Mysql – Select only rows with at least 2 non-missing values

MySQLselect

I'm pretty new to MySQL (used to programming in R/Stata), and getting stuck on this – I'm probably going about it the wrong way. Any pointers would be appreciated!

I have a large database (a couple million rows) and want to select records where at least two fields from a selection of variables are non-missing (not NULL). I can find lots on counting missing values by column, but not by row.

As an example, I would like to write a select statement for the table below, based only on var1-var5, that would select ID 1 and 3 as they have at least 2 non-NULL values.
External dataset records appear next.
PR #1577, opened 2025-07-07
NXazint contribution

woutdenolf:
Two application definitions for storing the result of azimuthal unwrapping of diffraction patterns: NXazint1d and NXazint2d.

An example application that creates these files at MAX IV is documented here: https://maxiv-science.github.io/azint_writer/.

An example file can be inspected [here](https://myhdf5.hdfgroup.org/view?url=https%3A%2F%2Fzenodo.org%2Frecords%2F15744977%2Ffiles%2Fnx_azint1d_azint2d.h5%3Fdownload%3D1).

Organize this contribution: https://github.com/nexuscontributions/nxazint/issues/3

HTML rendering of [NXazint1d](https://hdf5.gitlab-pages.esrf.fr/nexus/nxazint/classes/contributed_definitions/NXazint1d.html) and [NXazint2d](https://hdf5.gitlab-pages.esrf.fr/nexus/nxazint/classes/contributed_definitions/NXazint2d.html)

### DIFF
--- a/applications/NXazint1d.nxdl.xml
+++ b/applications/NXazint1d.nxdl.xml
@@ -97,16 +97,8 @@
         <doc>
           is a normalization correction applied or not.
 
-          The normalization correction accounts for the effective number or weighted contribution of detector pixels to each integration bin.
-          
-          Note: An important aspect of the normalization strategy is how polarization and solid angle corrections are incorporated, which can vary
-          depending on the specific application, software, and its configuration options (see, for example, PyFAI documentation).
-          Additionally, the normalization strategy may include a relative or absolute calibration factor. Two common normalization approaches are:
-          "Relative normalization" to the PONI (Point Of Normal Incidence) pixel, and "Absolute calibration", which yields the number of photons
-          scattered by the sample in a given direction per unit solid angle. The type of the normalization strategy is not indicated on this level.
-          It must be concluded from the software used or its parameters.
-
-          The monitor correction is not included in the normalization correction and it is specified separately.
+          It indicates that integrated intensities and their errors were already divided by the appropriate normalization factors accounting
+          for the effective number or weighted contribution of detector pixels to each integration bin.
         </doc>
       </field>
 
@@ -279,6 +271,20 @@
       </field>
 
       <field name="norm" type="NX_NUMBER" optional="true">
+        <doc>
+            Values of the normalization correction.
+            
+            The normalization correction accounts for the effective number or weighted contribution of detector pixels to each integration bin.
+          
+            Note: An important aspect of the normalization strategy is how polarization and solid angle corrections are incorporated, which can vary
+            depending on the specific application, software, and its configuration options (see, for example, PyFAI documentation).
+            Additionally, the normalization strategy may include a relative or absolute calibration factor. Two common normalization approaches are:
+            "Relative normalization" to the PONI (Point Of Normal Incidence) pixel, and "Absolute calibration", which yields the number of photons
+            scattered by the sample in a given direction per unit solid angle. The type of the normalization strategy is not indicated on this level.
+            It must be concluded from the software used or its parameters.
+
+            The monitor correction is not included in the normalization correction and it is specified separately.
+        </doc>
         <dimensions rank="1">
           <dim index="1" value="nRad" />
         </dimensions>
--- a/applications/NXazint2d.nxdl.xml
+++ b/applications/NXazint2d.nxdl.xml
@@ -103,16 +103,8 @@
         <doc>
           is a normalization correction applied or not.
 
-          The normalization correction accounts for the effective number or weighted contribution of detector pixels to each integration bin.
-          
-          Note: An important aspect of the normalization strategy is how polarization and solid angle corrections are incorporated, which can vary
-          depending on the specific application, software, and its configuration options (see, for example, PyFAI documentation).
-          Additionally, the normalization strategy may include a relative or absolute calibration factor. Two common normalization approaches are:
-          "Relative normalization" to the PONI (Point Of Normal Incidence) pixel, and "Absolute calibration", which yields the number of photons
-          scattered by the sample in a given direction per unit solid angle. The type of the normalization strategy is not indicated on this level.
-          It must be concluded from the software used or its parameters.
-
-          The monitor correction is not included in the normalization correction and it is specified separately.
+          It indicates that integrated intensities and their errors were already divided by the appropriate normalization factors accounting
+          for the effective number or weighted contribution of detector pixels to each integration bin.
         </doc>
       </field>
 
@@ -285,6 +277,20 @@
         </field>
 
         <field name="norm" type="NX_NUMBER" optional="true">
+          <doc>
+            Values of the normalization correction.
+            
+            The normalization correction accounts for the effective number or weighted contribution of detector pixels to each integration bin.
+          
+            Note: An important aspect of the normalization strategy is how polarization and solid angle corrections are incorporated, which can vary
+            depending on the specific application, software, and its configuration options (see, for example, PyFAI documentation).
+            Additionally, the normalization strategy may include a relative or absolute calibration factor. Two common normalization approaches are:
+            "Relative normalization" to the PONI (Point Of Normal Incidence) pixel, and "Absolute calibration", which yields the number of photons
+            scattered by the sample in a given direction per unit solid angle. The type of the normalization strategy is not indicated on this level.
+            It must be concluded from the software used or its parameters.
+
+            The monitor correction is not included in the normalization correction and it is specified separately.
+          </doc>
           <dimensions rank="2">
             <dim index="1" value="nEta" />
             <dim index="2" value="nRad" />


contributed_definitions/NXazint1d.nxdl.xml
```diff
@@ -0,0 +1,275 @@
...
+      </doc>
+
+      <field name="definition">
+        <doc>Official NeXus NXDL schema to which this file conforms.</doc>
+        <enumeration>
+          <item value="NXazint1d"></item>
+        </enumeration>
+      </field>
+            
+      <field name="solid_angle_applied" type="NX_BOOLEAN">
```
PeterC-DLS, line 87: I think these boolean fields are better off in `NXparameters`

contributed_definitions/NXazint1d.nxdl.xml
```diff
@@ -0,0 +1,275 @@
...
+      <group type="NXparameters" name="input">
+        <doc>
+          Parameters should exactly match those required by the algorithm used in the processing.
+          For example, `azint` requires `error_model`, `mask`, `n_splitting`, `poni`, etc.
+        </doc>
+      </group>
+
+    </group>
+    
+    <group type="NXMonitor" name="MONITOR" optional="true">
```
PeterC-DLS, line 155:
```suggestion
    <group type="NXmonitor" name="MONITOR" optional="true">
```

contributed_definitions/NXazint2d.nxdl.xml
```diff
@@ -0,0 +1,317 @@
...
+        <doc>Number of azimuthal bins</doc>
+      </symbol>
+      <symbol name="nEtaEdge">
+        <doc>Number of azimuthal bin edges (nEta+1)</doc>
+      </symbol>
+    </symbols>
+
+    <doc>
+      This application definition describes data from two-dimensional area detectors that has been
+      integrated azimuthally, with a certain radial binning in units of q or 2theta and with
```
PeterC-DLS, line 56: The data is mapped, projected, binned or resampled to a polar coordinate system - not sure it's strictly an integration!

contributed_definitions/NXazint1d.nxdl.xml
```diff
@@ -0,0 +1,275 @@
...
+      <field name="solid_angle_applied" type="NX_BOOLEAN">
+        <doc>is solid angle correction applied or not.</doc>
+      </field>
+
+      <field name="polarization_applied" type="NX_BOOLEAN">
+        <doc>is polarization correction applied or not.</doc>
+      </field>
+
+      <field name="normalization_applied" type="NX_BOOLEAN">
+        <doc>is normalization correction applied or not.</doc>
```
PeterC-DLS, line 96: This should state what type of normalization is done

zdemat:
Hi @PeterC-DLS 

thanks for reviewing. I missed the worked done. I will go over your comments step by step.

contributed_definitions/NXazint1d.nxdl.xml
```diff
@@ -0,0 +1,275 @@
...
+
+      <group type="NXinstrument" name="INSTRUMENT">
+        
+        <field name="name" type="NX_CHAR">
+          <doc>Name of instrument (beamline) where data was collected.</doc>
+        </field>
+  
+        <group type="NXmonochromator" name="MONOCHROMATOR">
+          <field name="wavelength" type="NX_FLOAT">
+            <doc>Wavelength in angstrom.</doc>
```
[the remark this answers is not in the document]
zdemat: @fgjorup is there any strong opinion about this or should we just copy what is in NXmonochromator but making the _wavelength_ effectively obligatory.

contributed_definitions/NXazint1d.nxdl.xml
```diff
@@ -0,0 +1,275 @@
...
+          </field>
+          <field name="energy" type="NX_FLOAT">
+            <doc>Energy in keV.</doc>
+          </field>
+        </group>
+
+        <group type="NXsource" name="SOURCE">
+          <field name="name" type="NX_CHAR">
+            <doc>Name of laboratory where data was collected.</doc>
```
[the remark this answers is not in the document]
zdemat: @fgjorup it is a similar case. There is a fixed unit.

zdemat:
@sanbrock 

> An `NXsample` group would be handy too

It is `NXentry` so `NXsample` can always be there. However we do not want to make it obligatory. The idea here is that e.g. detector recording and Azimuthal Integration procedures are distributed tasks and they are writing different files that are later merged in a big application definition. We are not always capable to propagate reliable sample information to the distributed system. We intent to keep `NXazint` simple that it can be written with software missing the sample information. Similar reason is for the `monitor` being optional.

contributed_definitions/NXazint1d.nxdl.xml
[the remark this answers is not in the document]
fgjorup: I think it makes sense to specify the units attribute for both wavelength and energy, angstrom and keV, respectively.

phyy-nx:
Current thoughts from the Telco:

- One way this could be done is to instead make `NXazint1d` and `NXazint2d` base classes that extend from `NXprocess`.  That would be a different solution than an application definition, but then these common use cases could be reused elsewhere for other diffraction related use cases (eg SAXS/WAXS).  Thoughts?
- This seems to need more review and discussion.  Therefore we should move it to the next milestone.

phyy-nx:
Alternatively since this is a contributed definition, it could go into this release to serve as a kickoff for more conversation down the line. In that case, the above comments would all need to be resolved.

Happy either way :)

zdemat:
@rayosborn thanks for running the validator.

The file at Zendo is wrong. The required fields should not be in the parent /entry and the intention is not they are shared between /subentries. To my opinion the applications class as /subentry cannot dictate what should be in the parent /entry.

This was corrected during summer but the file at Zenodo remained wrong and not following the definition. @meghdadyazdi can you please fix the reference file at Zenodo so that it follows the definition?

zdemat:
(just polishing)

@rayosborn in relation to the NeXpy validator output. It says that `monitor_applied` is a required field. It should be optional in the definition. Do we have anything wrong there that the validator does not recognize that?

```
<field name="monitor_applied" type="NX_BOOLEAN" optional="true">
. . .
```

zdemat:
(formal)

- moved from contributed to applications as requested above ([358139e](https://github.com/nexusformat/definitions/pull/1577/commits/358139e6b652cff474382209316cd3493f5b7233))
- cosmetic changes in the description, mainly in order to fit a reasonably long sentence in the applications definition list. ([019cdf5](https://github.com/nexusformat/definitions/pull/1577/commits/019cdf5aab463ef3207749e543b3ded5a1d51e4e))

applications/NXazint1d.nxdl.xml
```diff
@@ -93,7 +94,31 @@
...
-        <doc>is normalization correction applied or not.</doc>
+        <doc>
+          is normalization correction applied or not.
+
+          The normalization correction accounts for the effective number or weighted contribution of detector pixels to each integration bin.
+          An important aspect of the normalization strategy is how polarization and solid angle corrections are incorporated, which can vary
+          depending on the specific application, software, and its configuration options (see, for example, PyFAI documentation).
+          Additionally, the normalization strategy may include a relative or absolute calibration factor. Two common normalization approaches are:
+          "Relative normalization" to the PONI (Point Of Normal Incidence) pixel, and "Absolute calibration", which yields the number of photons
+          scattered by the sample in a given direction per unit solid angle.
```
PeterC-DLS, line 105: This is confusing for the casual reader as this flag does not express which normalization has been applied.

applications/NXazint1d.nxdl.xml
```diff
@@ -93,7 +94,31 @@
...
+
+          Contrary the "monitor" correction is not expected to be included in the normalization correction.
```
PeterC-DLS, line 107: This statement is a note and should be expressed in a more definite manner

applications/NXazint1d.nxdl.xml
```diff
@@ -93,7 +94,31 @@
...
+
+          Practically, this indicates that "DATA:norm" has been already applied to "DATA:I".
```
PeterC-DLS, line 109: Don't introduce new undefined notation

applications/NXazint2d.nxdl.xml
```diff
@@ -52,10 +52,10 @@
     </symbols>
 
     <doc>
-      This application definition describes data from two-dimensional area detectors that has been
-      integrated azimuthally, with a certain radial binning in units of q or 2theta and with
-      a binning around the azimuthal angle eta.  An example application that creates these files at MAX IV 
-      is documented here: https://maxiv-science.github.io/azint_writer/   
+      Application definition for data from two-dimensional area detectors that has been integrated azimuthally,
```
PeterC-DLS, line 55: This copy and paste is wrong. There has not been any integration performed

zdemat:
(polishing)

Hi @rayosborn and @woutdenolf 

the file at Zenodo was updated but that means it got a new doi:[10.5281/zenodo.17286999](https://doi.org/10.5281/zenodo.17286999). The old doi redirects to the new doi at Zenodo but the link for data file access needs to be updated. So the link to [myhdf5.hdfgroup.org](https://myhdf5.hdfgroup.org) on top is pointing to the old version of the example file. Here is the [updated link to hdf5 preview](https://myhdf5.hdfgroup.org/view?url=https%3A%2F%2Fzenodo.org%2Frecords%2F17286999%2Ffiles%2Fnx_azint1d_azint2d.h5) however there are more files in Zenodo post now.

zdemat:
Hi @PeterC-DLS 

thanks for the second round of comments.

Concerning the comments about the documentation of the  `normalization_applied` and `monitor_applied` fields.
- I removed the notes referring to undefined notation.
- I made some statements more explicit.
- However I left the long note about normalization correction strategy. First it must be clear that it is mostly geometric but it may depend on the polarization too. Second that different software has different normalization and we cannot resolve it here.

Concerning the note that 2D-azint is not integration. I was commenting on this in the earlier conversations here, partially sharing your opinion but also giving counterarguments.
- scientists are calling that "integration"
- the procedure is very specific in the sense that the 1d case is clearly some averaging process over the pixels on the scattering ring. The averaging process also compensates for the varying polarization and solid angle. That is very similar for the 2D case. Especially for the higher angles, the value in each pixel of the output 2D-"integrated" data is corrected for these effects and it may be an average (integral) over several pixels of the original flat 2D detector image.

applications/NXazint2d.nxdl.xml
```diff
@@ -0,0 +1,339 @@
...
+        <doc>is polarization correction applied or not.</doc>
+      </field>
+
+      <field name="normalization_applied" type="NX_BOOLEAN">
+        <doc>
+          is a normalization correction applied or not.
+
+          The normalization correction accounts for the effective number or weighted contribution of detector pixels to each integration bin.
+          
+          Note: An important aspect of the normalization strategy is how polarization and solid angle corrections are incorporated, which can vary
```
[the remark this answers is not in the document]
PeterC-DLS: Same change for the other app def too

applications/NXazint1d.nxdl.xml
```diff
@@ -0,0 +1,298 @@
...
+      <field name="monitor_applied" type="NX_BOOLEAN" optional="true">
+        <doc>
+          is a monitor correction applied or not.
+
+          The monitor correction accounts for external factors that are independent of the azimuthal integration process.
+          Most commonly, this involves normalizing for fluctuations in the incident beam intensity or, where applicable, variations in exposure time.
+        </doc>
+      </field>
+
+      <group type="NXinstrument" name="INSTRUMENT">
```
PeterC-DLS:
```suggestion
      <group type="NXinstrument">
```

applications/NXazint1d.nxdl.xml
```diff
@@ -0,0 +1,298 @@
...
+        
+        <field name="name" type="NX_CHAR">
+          <doc>Name of instrument (beamline) where data was collected.</doc>
+        </field>
+  
+        <group type="NXmonochromator" name="MONOCHROMATOR">
```
PeterC-DLS:
```suggestion
        <group type="NXmonochromator">
```

applications/NXazint1d.nxdl.xml
```diff
@@ -0,0 +1,298 @@
...
+        </attribute>
+      </field>
+
+      <field name="norm" type="NX_NUMBER" optional="true">
+        <dimensions rank="1">
+          <dim index="1" value="nRad" />
+        </dimensions>
+        <attribute name="long_name" type="NX_CHAR">
+          <enumeration>
+            <item value="number of pixels contributing to the corresponding bin"></item>
```
PeterC-DLS: When correcting for solid angle, is this the "number" of pixels?

zdemat: Unfortunately this is not so simple. The descriptions is simplified. Note that it must be short as it will appear mainly as x-axis label in plots. A more precise definition is with the `normalization_applied` field: _the effective number or weighted contribution of detector pixels to each integration bin_. But that is too long.

zdemat: One can suggest different short description. However we should keep in mind people can use plots with such description for non-expert audience and we cannot explain all details how a particular sw is implementing all geometrical, mathematical and physical corrections that may be part of the normalization.

applications/NXazint2d.nxdl.xml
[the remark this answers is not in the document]
zdemat: I see where is the confusion:
- "polarization_applied" means that polarization correction was part of the calculation and is included (in all reduced/calculated data, in particular the integrated intensity "I", "I_errors" and "norm").
- "solid_angle_applied" means that solid angle correction was part of the calculation and is included.
- "normalization_applied" means that intensities ("I") and their errors ("I_errors") are actually already divided by the normalization data ("norm"). The normalization data includes "somehow" or not the polarization or solid angle corrections according to fields indicated above. They can also contain additional normalization (mostly geometric or physical) factors as e.g. area of the (virtual) normal incidence pixel.

I can try to fix this today by moving this description text rather to the "norm" field and making a statement I with previous commit, as there was an objection we are introducing new symbols. I can describe that by words instead: "normalization_applied" - *Indicates that integrated intensities and their errors were already divided by the appropriate normalization factors accounting for the effective number or weighted contribution of detector pixels to each integration bin.*

PeterC-DLS (approved):
LGTM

ID | var1 | var2 | var3 | var4  | var5 | var6 | var7
1  | NULL | 4    | X    | NULL  | NULL | NULL | R69
2  | NULL | NULL | NULL | NULL  | 1    | X    | J10
3  | 4    | 5    | 23   | 1jan03| 2    | 22   | Z38

I was thinking creating a user-defined variable to count the number of non-missing values and delete rows where this is <2, but it doesn't seem to work.

SET @include = 0;
SELECT var1, var2, var3, var4, var5 FROM db1;
@include := @include + 1 if var1 is not null;
DELETE FROM db1 WHERE @include<2;

I'm guessing this is something I can do with a WHERE statement in the SELECT line, but I can only think of writing it so it only selects rows where everything is non-missing, not at least 2 values.

Best Answer

To get only the rows that have at least 2 non-null values in the 5 columns:

SELECT *
FROM db1
WHERE (var1 IS NOT NULL) + (var2 IS NOT NULL) 
      + (var3 IS NOT NULL) + (var4 IS NOT NULL) 
      + (var5 IS NOT NULL) >= 2 ;

To delete the rows that have less than 2 non-null values, we can just use the reverse condition:

DELETE FROM db1
WHERE (var1 IS NOT NULL) + (var2 IS NOT NULL) 
      + (var3 IS NOT NULL) + (var4 IS NOT NULL) 
      + (var5 IS NOT NULL) < 2 ;

The (varX IS NOT NULL) is just a shorter form of the standard but more complicated:

 CASE WHEN varX IS NOT NULL THEN 1 ELSE 0 END 

Works because MySQL translates TRUE to 1 and FALSE to 0.